Smøla
- Interactive map of Smøla

Geography
- Location: Møre og Romsdal, Norway
- Coordinates: 63°21′24″N 8°02′03″E﻿ / ﻿63.3566°N 8.0342°E
- Archipelago: Smøla
- Area: 216 km^{2} (83 sq mi)
- Area rank: 19 in Norway;
- Length: 17 km (10.6 mi)
- Width: 20.8 km (12.92 mi)
- Highest elevation: 64 m (210 ft)
- Highest point: Nelvikberget

Administration
- Norway
- County: Møre og Romsdal
- Municipality: Smøla Municipality

= Smøla (island) =

Island in Smøla Municipality, Norway

Smøla is the 19th largest island in Norway. The island is located in Smøla Municipality in Møre og Romsdal county; the vast majority of the municipality is the island. The island has a good road network across the island that connects it to many of the small surrounding islands, however, it does not have any outside road connections to the rest of Norway. The only regular ferry service is via the small island of Edøya to the south of Smøla, which one can drive to and from Smøla.

The population of the island is mostly employed in the fishing industry or in industries that support the fishing industry. There is also a window factory on the island, as well as some dairy and vegetable farming (especially carrots).

==Geography==
The island lies to the north of the Edøyfjorden and to the west of the Ramsøyfjorden, about 25 km north of the town of Kristiansund. The islands of Hitra and Frøya lie to the northeast, Skardsøya and Ertvågsøya to the southeast, Stabblandet and Tustna to the south, and the open Norwegian Sea to the west and north.

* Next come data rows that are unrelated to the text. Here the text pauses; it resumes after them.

PR #77, opened 2015-08-07
First message whisper fix : take 2

lemieux:
The promise chain in `sendMessage` was complicated it seemed to be wrong. I rewrote it in a much cleaner way.

### DIFF
--- a/src/js/controllers/chatController.js
+++ b/src/js/controllers/chatController.js
@@ -63,53 +63,51 @@ module.exports = ViewController.extend({
     },
 
     sendMessage: function(text) {
-        var conversationDeferred = $.Deferred();
-        var messageDeferred = $.Deferred();
+        return $.Deferred().resolve().then(function() {
+            var promise = $.Deferred();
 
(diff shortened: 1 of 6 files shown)


src/js/controllers/chatController.js
```diff
@@ -63,53 +63,51 @@ module.exports = ViewController.extend({
     },
 
     sendMessage: function(text) {
-        var conversationDeferred = $.Deferred();
-        var messageDeferred = $.Deferred();
+        return $.Deferred().resolve().then(function() {
+            var promise = $.Deferred();
 
-        if (this.conversation.isNew()) {
```
mspensieri: At which point was the actual breakage in the old chain?

mspensieri:
Looks good to me :+1:

src/js/controllers/chatController.js
lemieux: _initFaye and createConversation seemed to be execute at the same thing, which caused faye to be subscribed too late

The 214 km2 island is very low and marshy with only 5% of the land cultivated into agricultural use. The highest point on the island is the 63 m high Nerdvikberget. The island is surrounded by literally thousands of small islets including the historically-important island of Edøya. Due to the flat, unobstructed nature of the island, the Smøla Wind Farm is located on the northwestern part of the island.

==History==
Scientists of the Institute of Geodesy and Geoinformationtechnique of Technische Universität Berlin were testing the antique maps of Ptolemy and recognized a pattern of calculation mistakes that occurred when one tried to convert the old coordinates from Ptolemy into modern cartographical maps. The scientists believe that, when one compensates for these mistakes, the mythological location Thule corresponds to the island of Smøla.

The island has been governed by a variety of municipalities over the years. At one point it was divided over 3 different municipalities: Brattvær Municipality, Hopen Municipality, and Edøy Municipality. Today, there are 3 churches on the island (Brattvær Church, Hopen Church, and Edøy Church), each was the main church for those respective municipalities. Since 1960, the whole island has been part of the same municipality. The largest population centres on the island are the villages of Hopen (in the north) and Råket-Dyrnes (in the northwest).